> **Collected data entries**

↓

PR #563, opened 2022-02-10
sql/mysql: support index types

a8m:
Also, renamed `index.using` to `index.type`.

### DIFF
--- a/sql/mysql/sqlspec.go
+++ b/sql/mysql/sqlspec.go
@@ -66,7 +66,7 @@ func MarshalSpec(v interface{}, marshaler schemaspec.Marshaler) ([]byte, error) 
 var (
 	hclState = schemahcl.New(
 		schemahcl.WithTypes(TypeRegistry.Specs()),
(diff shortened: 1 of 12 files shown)


rotemtam (approved):

sql/mysql/sqlspec.go
```diff
@@ -165,6 +185,17 @@ func tableSpec(t *schema.Table) (*sqlspec.Table, error) {
 	return ts, nil
 }
 
+func indexSpec(idx *schema.Index) (*sqlspec.Index, error) {
+	spec, err := specutil.FromIndex(idx)
+	if err != nil {
+		return nil, err
+	}
+	if i := (IndexType{}); sqlx.Has(idx.Attrs, &i) {
```
yonidavidson, line 193: do you need the parentheses?

yonidavidson (approved):

sql/mysql/sqlspec.go
a8m: Yes.

PR #566, opened 2022-02-11
sql/migrate: add template formatter

masseelch:
This PR adds `TemplateFormatter` which implements `Formatter` and uses `text/template.Template`s to define how migrations files are written.

A default formatter is given, that is compatible with [golang-migrate/migrate](https://github.com/golang-migrate/migrate).

### DIFF
--- a/sql/migrate/migrate.go
+++ b/sql/migrate/migrate.go
@@ -5,12 +5,16 @@
 package migrate
 
 import (
+	"bytes"
 	"context"
 	"errors"
 	"fmt"
 	"io"
 	"os"
 	"path/filepath"
+	"strings"
+	"text/template"
+	"time"
 
 	"ariga.io/atlas/sql/schema"
 )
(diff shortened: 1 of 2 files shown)


sql/migrate/migrate.go
```diff
@@ -222,3 +203,122 @@ func (p *Planner) WritePlan(plan *Plan) error {
...
+			},
+		},
+	}
+)
+
+// NewTemplateFormatter creates a new Formatter working with the given templates.
+//
+//	migrate.NewTemplateFormatter(
+//		template.Must(template.New("").Parse("{{now.Unix}}{{.Name}}.sql")),					// name template
+//		template.Must(template.New("").Parse("{{range .Changes}}{{println .Cmd}}{{end}}")),	// content template
```
rotemtam, line 268: comment seems too indented on L267

rotemtam (approved):

sql/migrate/migrate.go
```diff
@@ -222,3 +203,122 @@ func (p *Planner) WritePlan(plan *Plan) error {
...
 	return nil
 }
+
+// LocalDir implements Dir for a local path.
+type LocalDir struct {
+	dir string
+}
+
+// Open implements Dir.Open.
+func (dir *LocalDir) Open(name string) (File, error) {
```
a8m, line 213: use short var.
```suggestion
func (d *LocalDir) Open(name string) (File, error) {
```

sql/migrate/migrate.go
```diff
@@ -222,3 +203,122 @@ func (p *Planner) WritePlan(plan *Plan) error {
...
+	t := new(TemplateFormatter)
+	for i := 0; i < len(templates); i += 2 {
+		t.templates = append(t.templates, struct{ N, C *template.Template }{templates[i], templates[i+1]})
+	}
+	return t, nil
+}
+
+// Format implements the Formatter interface.
+func (t *TemplateFormatter) Format(plan *Plan) ([]File, error) {
+	var fs []File
```
a8m, line 284:
```suggestion
	fs := make([]File, 0, len(t.templates))
```

a8m (approved):
Looks good. The name `TemplateFormatter` feels a big long for me, but I still like it 😃

PR #587, opened 2022-02-15
sql/mysql: TiDB inspector for MySQL driver

hedwigz:
In this PR I begin the work of integrating TiDB with Atlas.  
I began with solving the issues of the first integration test (`TestMySQL_AddDropTable`) which are well described [here](https://github.com/pingcap/tidb/issues/32411) and [here](https://github.com/pingcap/tidb/issues/28918).  
Some other tests were also solved.  
in `tidb.go` I implement a decorator for `mysql` inspector which applies patches after MySQL inspect.

### DIFF
--- a/internal/integration/docker-compose.yaml
+++ b/internal/integration/docker-compose.yaml
@@ -123,8 +123,14 @@ services:
       - 4308:3306
 
 # Default DB test, No Password
-  tidb:
+  tidb5:
     platform: linux/amd64
     image: pingcap/tidb:v5.4.0
     ports:
       - 4309:4000
+
+  tidb_latest:
+    platform: linux/amd64
+    image: pingcap/tidb:latest
+    ports:
+      - 4310:4000
--- a/internal/integration/docker-compose.yaml
+++ b/internal/integration/docker-compose.yaml
@@ -121,3 +121,12 @@ services:
       test: mysqladmin ping -ppass
     ports:
       - 4308:3306
+
+# Default DB test, No Password
+  tidb:
+    platform: linux/amd64
+    image: pingcap/tidb:latest
+    healthcheck:
+      test: mysqladmin ping -ppass
+    ports:
+      - 4309:4000
--- a/internal/integration/docker-compose.yaml
+++ b/internal/integration/docker-compose.yaml
@@ -125,7 +125,7 @@ services:
 # Default DB test, No Password
   tidb:
     platform: linux/amd64
-    image: pingcap/tidb:latest
+    image: pingcap/tidb:v5.4.0
     healthcheck:
       test: mysqladmin ping -ppass
     ports:
--- a/internal/integration/docker-compose.yaml
+++ b/internal/integration/docker-compose.yaml
@@ -126,7 +126,5 @@ services:
   tidb:
     platform: linux/amd64
     image: pingcap/tidb:v5.4.0
-    healthcheck:
-      test: mysqladmin ping -ppass
     ports:
       - 4309:4000
--- a/internal/integration/mysql_test.go
+++ b/internal/integration/mysql_test.go
@@ -36,7 +36,7 @@ var myTests struct {
 func myRun(t *testing.T, fn func(*myTest)) {
 	myTests.Do(func() {
 		myTests.drivers = make(map[string]*myTest)
-		for version, port := range map[string]int{"56": 3306, "57": 3307, "8": 3308, "Maria107": 4306, "Maria102": 4307, "Maria103": 4308} {
+		for version, port := range map[string]int{"TiDB": 4309} {
 			password := ":pass"
 			if version == "TiDB" {
 				password = ""
--- a/internal/integration/mysql_test.go
+++ b/internal/integration/mysql_test.go
@@ -1279,6 +1279,9 @@ func (t *myTest) defaultAttrs() []schema.Attr {
 		collation = "latin1_swedish_ci"
 	)
 	switch {
+	case t.version == "TiDB":
+		charset = "utf8mb4"
+		collation = "utf8mb4_bin"
 	case t.version == "8":
 		charset = "utf8mb4"
 		collation = "utf8mb4_0900_ai_ci"
--- a/internal/integration/mysql_test.go
+++ b/internal/integration/mysql_test.go
@@ -36,7 +36,7 @@ var myTests struct {
 func myRun(t *testing.T, fn func(*myTest)) {
 	myTests.Do(func() {
 		myTests.drivers = make(map[string]*myTest)
-		for version, port := range map[string]int{"TiDB": 4309} {
+		for version, port := range map[string]int{"56": 3306, "57": 3307, "8": 3308, "Maria107": 4306, "Maria102": 4307, "Maria103": 4308} {
 			password := ":pass"
 			if version == "TiDB" {
 				password = ""
--- a/internal/integration/mysql_test.go
+++ b/internal/integration/mysql_test.go
@@ -36,9 +36,9 @@ var myTests struct {
 func myRun(t *testing.T, fn func(*myTest)) {
 	myTests.Do(func() {
 		myTests.drivers = make(map[string]*myTest)
-		for version, port := range map[string]int{"56": 3306, "57": 3307, "8": 3308, "Maria107": 4306, "Maria102": 4307, "Maria103": 4308, "tiDB": 4309} {
+		for version, port := range map[string]int{"56": 3306, "57": 3307, "8": 3308, "Maria107": 4306, "Maria102": 4307, "Maria103": 4308} {
 			password := ":pass"
-			if version == "tiDB" {
+			if version == "TiDB" {
 				password = ""
 			}
 			db, err := sql.Open("mysql", fmt.Sprintf("root%s@tcp(localhost:%d)/test?parseTime=True", password, port))
--- a/internal/integration/mysql_test.go
+++ b/internal/integration/mysql_test.go
@@ -36,8 +36,12 @@ var myTests struct {
 func myRun(t *testing.T, fn func(*myTest)) {
 	myTests.Do(func() {
 		myTests.drivers = make(map[string]*myTest)
-		for version, port := range map[string]int{"56": 3306, "57": 3307, "8": 3308, "Maria107": 4306, "Maria102": 4307, "Maria103": 4308} {
-			db, err := sql.Open("mysql", fmt.Sprintf("root:pass@tcp(localhost:%d)/test?parseTime=True", port))
+		for version, port := range map[string]int{"56": 3306, "57": 3307, "8": 3308, "Maria107": 4306, "Maria102": 4307, "Maria103": 4308, "tiDB": 4309} {
+			password := ":pass"
+			if version == "tiDB" {
+				password = ""
+			}
+			db, err := sql.Open("mysql", fmt.Sprintf("root%s@tcp(localhost:%d)/test?parseTime=True", password, port))
 			require.NoError(t, err)
 			drv, err := mysql.Open(db)
 			require.NoError(t, err)
--- a/sql/mysql/driver.go
+++ b/sql/mysql/driver.go
@@ -99,6 +99,11 @@ func (d *conn) mariadb() bool {
 	return strings.Index(d.version, "MariaDB") > 0
 }
 
+// tidb reports if the Driver is connected to TiDC database.
+func (d *conn) tidb() bool {
+	return strings.Index(d.version, "TiDB") > 0
+}
+
 // compareV returns an integer comparing two versions according to
 // semantic version precedence.
 func (d *conn) compareV(w string) int {
--- a/sql/mysql/driver.go
+++ b/sql/mysql/driver.go
@@ -192,7 +192,8 @@ const (
 	IndexTypeHash     = "HASH"
 	IndexTypeFullText = "FULLTEXT"
 	IndexTypeSpatial  = "SPATIAL"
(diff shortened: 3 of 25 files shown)


internal/integration/docker-compose.yaml
```diff
@@ -120,4 +120,13 @@ services:
...
       test: mysqladmin ping -ppass
     ports:
-      - 4308:3306
\ No newline at end of file
+      - 4308:3306
+
+# Default DB test, No Password
+  tidb:
+    platform: linux/amd64
+    image: pingcap/tidb:v5.4.0
```
a8m, line 128: can't we use latest?

internal/integration/docker-compose.yaml
```diff
@@ -120,4 +120,13 @@ services:
...
+    healthcheck:
+      test: mysqladmin ping -ppass
```
a8m, line 130: are you sure the image contains `mysqladmin`?

sql/mysql/driver.go
```diff
@@ -46,6 +46,14 @@ func Open(db schema.ExecQuerier) (*Driver, error) {
...
 		return nil, fmt.Errorf("mysql: scan system variables: %w", err)
 	}
+	if c.tidb() {
+		return &Driver{
+			conn:        c,
+			Differ:      &sqlx.Diff{DiffDriver: &diff{c}},
+			Inspector:   &tinspect{&inspect{c}},
+			PlanApplier: &planApply{c},
+		}, nil
+	}
```
a8m, line 56: Override only the inspector.

sql/mysql/driver.go
```diff
@@ -99,6 +107,11 @@ func (d *conn) mariadb() bool {
 	return strings.Index(d.version, "MariaDB") > 0
 }
 
+// tidb reports if the Driver is connected to TiDC database.
```
a8m, line 110:
```suggestion
// tidb reports if the Driver is connected to a TiDC database.
```

sql/mysql/inspect.go
```diff
@@ -465,14 +465,14 @@ func (i *inspect) extraAttr(t *schema.Table, c *schema.Column, extra string) err
 // the 'SHOW CREATE' command.
 func (i *inspect) showCreate(ctx context.Context, s *schema.Schema) error {
 	for _, t := range s.Tables {
-		s, ok := popShow(t)
+		st, ok := popShow(t)
```
a8m, line 468: ?

sql/mysql/inspect.go
```diff
@@ -465,14 +465,14 @@ func (i *inspect) extraAttr(t *schema.Table, c *schema.Column, extra string) err
...
 		if !ok {
 			continue
 		}
 		if err := i.createStmt(ctx, t); err != nil {
 			return err
 		}
-		if err := i.setAutoInc(s, t); err != nil {
+		if err := i.setAutoInc(st, t); err != nil {
```
a8m, line 475: ?

sql/mysql/tidb.go
```diff
@@ -0,0 +1,123 @@
+package mysql
```
a8m, line 1: license header, please.

sql/mysql/tidb.go
```diff
@@ -0,0 +1,123 @@
...
+	"fmt"
+	"regexp"
+	"strings"
+
+	"ariga.io/atlas/sql/internal/sqlx"
+	"ariga.io/atlas/sql/schema"
+)
+
+type tinspect struct {
+	*inspect
```
a8m, line 14: You can also embed non-pointer.

sql/mysql/tidb.go
```diff
@@ -0,0 +1,123 @@
...
+}
+
+func (i *tinspect) InspectRealm(ctx context.Context, opts *schema.InspectRealmOption) (*schema.Realm, error) {
+	r, err := i.inspect.InspectRealm(ctx, opts)
+	if err != nil {
+		return nil, err
+	}
+	for _, s := range r.Schemas {
+		_, err := i.patchSchema(ctx, s)
+		if err != nil {
```
a8m, line 32:
```suggestion
		if _, err := i.patchSchema(ctx, s); err != nil {
```

sql/mysql/tidb.go
```diff
@@ -0,0 +1,123 @@
...
+			return nil, err
+		}
+	}
+	return r, nil
+}
+
+func (i *tinspect) patchSchema(ctx context.Context, s *schema.Schema) (*schema.Schema, error) {
+	for _, t := range s.Tables {
+		if err := i.createStmt(ctx, t); err != nil {
```
a8m, line 41: Maybe check before if the `CreateStmt` exists in the attributes?

sql/mysql/tidb.go
```diff
@@ -0,0 +1,123 @@
...
+			return nil, err
+		}
+		if err := i.setCollation(t); err != nil {
+			return nil, err
+		}
+		if err := i.setFKs(s, t); err != nil {
+			return nil, err
+		}
```
a8m, line 49: Maybe pass here the `CreateStmt` and avoid the checks `setCollation` and `setFKs`.

sql/mysql/tidb.go
```diff
@@ -0,0 +1,123 @@
...
+	}
+	return s, nil
+}
+
+// e.g CONSTRAINT "" FOREIGN KEY ("foo_id") REFERENCES "foo" ("id")
+var reFK = regexp.MustCompile("(?i)CONSTRAINT\\s+[\"`]*(\\w+)[\"`]*\\s+FOREIGN\\s+KEY\\s*\\(([,\"` \\w]+)\\)\\s+REFERENCES\\s+[\"`]*(\\w+)[\"`]*\\s*\\(([,\"` \\w]+)\\)")
```
a8m, line 55: This is the regexp from SQLite? I think it can be simplified a lot because TiDB/MySQL "SHOW CREATE .." statement returns a formatted (and consistent) output.

sql/mysql/tidb.go
```diff
@@ -0,0 +1,123 @@
...
+func columns(schema *schema.Schema, s string) []string {
+	names := strings.Split(s, ",")
+	for i := range names {
+		names[i] = strings.Trim(strings.TrimSpace(names[i]), "`\"")
+	}
+	return names
+}
+
+// e.g CHARSET=utf8mb4 COLLATE=utf8mb4_bin
+var reColl = regexp.MustCompile(`(?i)CHARSET\s*=\s*(\w+)\s*COLLATE\s*=\s*(\w+)`)
```
a8m, line 108: ditto

sql/mysql/tidb.go
```diff
@@ -0,0 +1,123 @@
...
+	var c CreateStmt
+	if !sqlx.Has(t.Attrs, &c) {
+		return fmt.Errorf("missing CREATE TABLE statment in attribuets for %q", t.Name)
+	}
+	matches := reColl.FindStringSubmatch(c.S)
+	if len(matches) != 3 {
+		return fmt.Errorf("missing COLLATE and/or CHARSET information on CREATE TABLE statment for %q", t.Name)
+	}
+	schema.ReplaceOrAppend(&t.Attrs, &schema.Charset{V: matches[1]})
+	schema.ReplaceOrAppend(&t.Attrs, &schema.Collation{V: matches[2]})
```
a8m, line 121:
```suggestion
	t.SetCharset(matches[1])
	t.SetCollation(matches[2])
```

sql/schema/dsl.go
```diff
@@ -728,6 +728,12 @@ func replaceOrAppend(attrs *[]Attr, v Attr) {
 	*attrs = append(*attrs, v)
 }
 
+// ReplaceOrAppend searches an attribute of the same type as v in
+// the list and replaces it. Otherwise, v is appended to the list.
+func ReplaceOrAppend(attrs *[]Attr, v Attr) {
+	replaceOrAppend(attrs, v)
+}
```
a8m, line 735: not really needed. see comment above.

sql/mysql/inspect.go
masseelch: I don't like shadowing too

sql/mysql/tidb.go
masseelch: So use backtics to mark the regex string. Gets rid of all the escaped quotes

internal/integration/docker-compose.yaml
hedwigz: We can but then if they change something in a later version (say v6.0.0) and our tests will break that's an unwanted behaviour.  
Maybe let's do both `tidb5:v5.4.0` and also a "rolling" `tidb_latest:latest` and when a new version breaks our tests we can add fixes to that version and then add `tidb<fail_version>:<fail_version>`

internal/integration/docker-compose.yaml
hedwigz: there isn't - removed

sql/mysql/driver.go
hedwigz: will do the others as needed in the next PRs

sql/mysql/tidb.go
```diff
@@ -0,0 +1,122 @@
...
+		names[i] = strings.Trim(strings.TrimSpace(names[i]), "`\"")
+	}
+	return names
+}
+
+// e.g CHARSET=utf8mb4 COLLATE=utf8mb4_bin
+var reColl = regexp.MustCompile(`(?i)CHARSET\s*=\s*(\w+)\s*COLLATE\s*=\s*(\w+)`)
+
+// setCollation extracts the updated Collation from CREATE TABLE statement.
+func (i *tinspect) setCollation(t *schema.Table) error {
```
masseelch, line 110: Rename to `Collate`

sql/mysql/tidb.go
hedwigz: simplified

sql/mysql/tidb.go
hedwigz: suggestions? seems pretty short and basic IMO

sql/mysql/tidb.go
hedwigz: :+1:

internal/integration/mysql_test.go
```diff
@@ -36,8 +36,12 @@ var myTests struct {
 func myRun(t *testing.T, fn func(*myTest)) {
 	myTests.Do(func() {
 		myTests.drivers = make(map[string]*myTest)
-		for version, port := range map[string]int{"56": 3306, "57": 3307, "8": 3308, "Maria107": 4306, "Maria102": 4307, "Maria103": 4308} {
-			db, err := sql.Open("mysql", fmt.Sprintf("root:pass@tcp(localhost:%d)/test?parseTime=True", port))
+		for version, port := range map[string]int{"TiDB": 4309} {
```
masseelch, line 39: Don't forget to include the other drivers again

sql/mysql/driver.go
```diff
@@ -99,6 +107,11 @@ func (d *conn) mariadb() bool {
 	return strings.Index(d.version, "MariaDB") > 0
 }
 
+// tidb reports if the Driver is connected to a TiDC database.
```
masseelch, line 110:
```suggestion
// tidb reports if the Driver is connected to a TiDB database.
```

sql/mysql/inspect.go
```diff
@@ -648,7 +648,7 @@ SELECT
 	t1.CREATE_OPTIONS
 FROM
 	INFORMATION_SCHEMA.TABLES AS t1
-	JOIN INFORMATION_SCHEMA.COLLATIONS AS t2
+	LEFT JOIN INFORMATION_SCHEMA.COLLATIONS AS t2
```
masseelch, line 651: Why is a left join needed?

internal/integration/mysql_test.go
hedwigz: Whoops, thx

sql/mysql/inspect.go
hedwigz: Because in TiDB you might not have collate information (see point 3 in my issue [here](https://github.com/pingcap/tidb/issues/32411))

internal/integration/docker-compose.yaml
a8m: >We can but then if they change something in a later version (say v6.0.0) and our tests will break that's an unwanted behaviour.

As I see it, that's a wanted behavior and helped me catch bugs in new versions of MySQL, PostgreSQL, and actually SQLite. Does pingcap maintain multiple versions or recommend working with latest?

a8m: I see now that you added latest. nvm

sql/mysql/tidb.go
```diff
@@ -0,0 +1,129 @@
...
+		if len(m) != 5 {
+			return fmt.Errorf("unexpected number of matches for a table constraint: %q", m)
+		}
+		ctName, clmns, refTableName, refClmns := m[1], m[2], m[3], m[4]
+		fk := &schema.ForeignKey{
+			Symbol: ctName,
+			Table:  t,
+			// There is no support in TiDB for FKs so inherently there are no actions on update/delete.
+			OnUpdate: schema.NoAction,
+			OnDelete: schema.NoAction,
```
a8m, line 78: Are you sure it won't create a diff in case the referential action is not "NO ACTION"?

a8m (approved):
Looks good, minor comment/question.

sql/mysql/tidb.go
hedwigz: no, but if it does I'll find out soon enough with the integration tests.  
Why would there be any action other than that? they don't support this constraint anyway :)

↑

> **Exercise goal**
Reproduce the lines of the records exactly, from the first one through the line that contains "package migrate".

> **Exercise output**
PR #563, opened 2022-02-10
sql/mysql: support index types

a8m:
Also, renamed `index.using` to `index.type`.

### DIFF
--- a/sql/mysql/sqlspec.go
+++ b/sql/mysql/sqlspec.go
@@ -66,7 +66,7 @@ func MarshalSpec(v interface{}, marshaler schemaspec.Marshaler) ([]byte, error) 
 var (
 	hclState = schemahcl.New(
 		schemahcl.WithTypes(TypeRegistry.Specs()),
(diff shortened: 1 of 12 files shown)


rotemtam (approved):

sql/mysql/sqlspec.go
```diff
@@ -165,6 +185,17 @@ func tableSpec(t *schema.Table) (*sqlspec.Table, error) {
 	return ts, nil
 }
 
+func indexSpec(idx *schema.Index) (*sqlspec.Index, error) {
+	spec, err := specutil.FromIndex(idx)
+	if err != nil {
+		return nil, err
+	}
+	if i := (IndexType{}); sqlx.Has(idx.Attrs, &i) {
```
yonidavidson, line 193: do you need the parentheses?

yonidavidson (approved):

sql/mysql/sqlspec.go
a8m: Yes.

PR #566, opened 2022-02-11
sql/migrate: add template formatter

masseelch:
This PR adds `TemplateFormatter` which implements `Formatter` and uses `text/template.Template`s to define how migrations files are written.

A default formatter is given, that is compatible with [golang-migrate/migrate](https://github.com/golang-migrate/migrate).

### DIFF
--- a/sql/migrate/migrate.go
+++ b/sql/migrate/migrate.go
@@ -5,12 +5,16 @@
 package migrate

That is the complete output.